Being the kind of person who’s always been mostly invisible anyway, having an invisible illness doesn’t particularly worry me. For as long as I can remember, I’ve blended with the wallpaper. People forget my face instantly. I have unremarkable features along with beige hair and skin, so I’m as neutral as they come. As a journalist, this invisibility is a real advantage. I can move easily around cocktail parties and town hall meetings, and no one ever notices me listening in on their conversations. I’d make a fabulous spy.

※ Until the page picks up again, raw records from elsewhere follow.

PR #145, opened 2021-12-03
Fix 'undefined undefined' for course page prereqs

hankewyczz:
# Purpose

<br>

 On class pages, text-based (as opposed to courses) prereqs show up as undefined undefined. This is not an issue with search results.

# Tickets

-https://trello.com/c/4O0h9Cih/280-graduation-admission-dissertation-check-show-up-as-undefined-undefined-on-class-pages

The downsides of invisible RA

Invisibility does have its downsides, though. It’s sometimes hard to get help with things when I need it. At first, it did really bother me when people ignored me. It’s hard to carry stuff and super hard to balance and maneuver the bleeping sticks to open doors. But discovering that I could manage the task myself in spite of my RD was enlightening, even satisfying. I might have looked clumsy and awkward, and sure, I dropped first one crutch, then the other, as people walked past without seeing me. But at least I didn’t have to suffer any direct embarrassment. Not even when I cried.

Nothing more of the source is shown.